> _WHAT YOU NEED TO DO_: Only one stretch of the data below should be repeated: the lines from the line containing "PR #2924, opened 2024-05-14" through the line containing "https://www.sanity.io/docs/scheduled-publishing", inclusive, exactly as they are.

> _RECORDED DATA_:

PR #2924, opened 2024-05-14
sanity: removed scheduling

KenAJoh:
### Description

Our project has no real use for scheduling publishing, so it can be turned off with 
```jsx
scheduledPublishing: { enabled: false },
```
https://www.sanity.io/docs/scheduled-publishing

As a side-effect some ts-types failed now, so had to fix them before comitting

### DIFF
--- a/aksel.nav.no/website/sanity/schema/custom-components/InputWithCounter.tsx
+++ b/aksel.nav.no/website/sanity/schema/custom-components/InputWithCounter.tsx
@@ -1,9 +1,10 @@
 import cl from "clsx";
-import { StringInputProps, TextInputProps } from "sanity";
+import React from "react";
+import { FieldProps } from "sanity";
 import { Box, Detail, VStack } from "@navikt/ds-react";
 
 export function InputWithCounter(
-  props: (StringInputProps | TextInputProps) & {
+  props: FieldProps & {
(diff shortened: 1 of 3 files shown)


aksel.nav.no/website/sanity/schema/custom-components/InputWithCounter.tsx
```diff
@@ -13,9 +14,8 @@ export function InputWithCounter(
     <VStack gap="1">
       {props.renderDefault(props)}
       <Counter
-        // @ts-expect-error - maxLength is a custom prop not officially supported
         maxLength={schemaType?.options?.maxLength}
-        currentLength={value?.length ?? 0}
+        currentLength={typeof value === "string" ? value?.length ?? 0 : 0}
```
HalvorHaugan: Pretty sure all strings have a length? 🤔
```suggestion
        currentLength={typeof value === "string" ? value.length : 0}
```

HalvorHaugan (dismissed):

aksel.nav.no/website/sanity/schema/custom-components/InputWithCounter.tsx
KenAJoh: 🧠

* * *

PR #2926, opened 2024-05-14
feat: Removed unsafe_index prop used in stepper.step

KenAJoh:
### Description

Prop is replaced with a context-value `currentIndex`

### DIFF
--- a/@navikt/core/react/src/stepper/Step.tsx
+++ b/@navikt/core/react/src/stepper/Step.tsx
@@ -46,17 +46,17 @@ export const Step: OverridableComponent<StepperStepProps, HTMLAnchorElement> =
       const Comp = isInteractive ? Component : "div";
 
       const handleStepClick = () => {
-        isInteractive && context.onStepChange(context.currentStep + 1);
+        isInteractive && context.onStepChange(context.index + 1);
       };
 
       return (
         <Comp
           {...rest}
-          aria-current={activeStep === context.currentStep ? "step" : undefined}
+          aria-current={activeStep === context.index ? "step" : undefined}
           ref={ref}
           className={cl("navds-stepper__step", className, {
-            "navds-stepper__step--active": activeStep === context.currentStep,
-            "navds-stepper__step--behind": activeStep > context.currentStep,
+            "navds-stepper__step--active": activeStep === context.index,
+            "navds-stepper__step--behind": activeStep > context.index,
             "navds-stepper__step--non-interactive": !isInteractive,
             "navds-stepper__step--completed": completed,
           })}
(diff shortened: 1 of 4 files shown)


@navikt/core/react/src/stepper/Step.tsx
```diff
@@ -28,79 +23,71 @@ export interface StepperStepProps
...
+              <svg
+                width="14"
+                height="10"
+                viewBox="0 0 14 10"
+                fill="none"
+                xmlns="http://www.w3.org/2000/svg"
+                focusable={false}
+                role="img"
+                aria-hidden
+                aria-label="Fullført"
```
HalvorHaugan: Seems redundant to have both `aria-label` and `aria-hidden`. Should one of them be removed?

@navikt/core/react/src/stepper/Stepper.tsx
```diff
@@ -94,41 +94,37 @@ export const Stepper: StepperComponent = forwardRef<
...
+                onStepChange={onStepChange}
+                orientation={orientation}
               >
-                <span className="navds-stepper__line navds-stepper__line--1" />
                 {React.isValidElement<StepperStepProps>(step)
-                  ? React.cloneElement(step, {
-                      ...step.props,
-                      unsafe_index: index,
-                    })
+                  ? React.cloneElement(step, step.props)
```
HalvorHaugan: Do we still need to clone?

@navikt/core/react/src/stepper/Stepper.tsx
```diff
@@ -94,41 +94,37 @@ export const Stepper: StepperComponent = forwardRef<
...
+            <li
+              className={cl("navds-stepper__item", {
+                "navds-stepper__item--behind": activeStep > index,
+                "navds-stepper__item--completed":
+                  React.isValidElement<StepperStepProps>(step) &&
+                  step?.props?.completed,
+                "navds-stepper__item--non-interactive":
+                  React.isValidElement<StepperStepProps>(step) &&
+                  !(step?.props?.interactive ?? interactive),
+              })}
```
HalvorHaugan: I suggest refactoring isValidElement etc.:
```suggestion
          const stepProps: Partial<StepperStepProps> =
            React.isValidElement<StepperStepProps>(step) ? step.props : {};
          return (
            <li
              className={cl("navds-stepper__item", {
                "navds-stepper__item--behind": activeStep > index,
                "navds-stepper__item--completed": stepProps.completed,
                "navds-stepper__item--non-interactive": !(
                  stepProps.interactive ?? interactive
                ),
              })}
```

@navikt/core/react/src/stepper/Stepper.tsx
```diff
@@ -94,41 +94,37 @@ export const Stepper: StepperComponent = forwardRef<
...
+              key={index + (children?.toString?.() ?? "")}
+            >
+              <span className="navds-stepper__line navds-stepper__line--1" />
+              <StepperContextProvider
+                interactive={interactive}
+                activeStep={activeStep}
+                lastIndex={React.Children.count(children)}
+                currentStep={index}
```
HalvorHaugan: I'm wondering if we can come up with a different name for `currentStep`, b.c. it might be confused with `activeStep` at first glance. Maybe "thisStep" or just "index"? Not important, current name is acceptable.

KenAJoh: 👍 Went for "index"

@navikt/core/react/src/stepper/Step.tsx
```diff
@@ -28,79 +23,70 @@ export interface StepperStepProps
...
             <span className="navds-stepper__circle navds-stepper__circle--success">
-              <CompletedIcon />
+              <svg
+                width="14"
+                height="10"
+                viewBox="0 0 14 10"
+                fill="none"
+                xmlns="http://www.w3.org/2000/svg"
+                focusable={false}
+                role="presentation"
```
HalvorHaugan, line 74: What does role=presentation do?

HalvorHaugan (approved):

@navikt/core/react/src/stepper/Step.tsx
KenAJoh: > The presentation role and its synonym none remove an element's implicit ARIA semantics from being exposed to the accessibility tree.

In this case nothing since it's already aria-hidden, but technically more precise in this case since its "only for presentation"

> _EXERCISE OUTPUT_:
PR #2924, opened 2024-05-14
sanity: removed scheduling

KenAJoh:
### Description

Our project has no real use for scheduling publishing, so it can be turned off with 
```jsx
scheduledPublishing: { enabled: false },
```
https://www.sanity.io/docs/scheduled-publishing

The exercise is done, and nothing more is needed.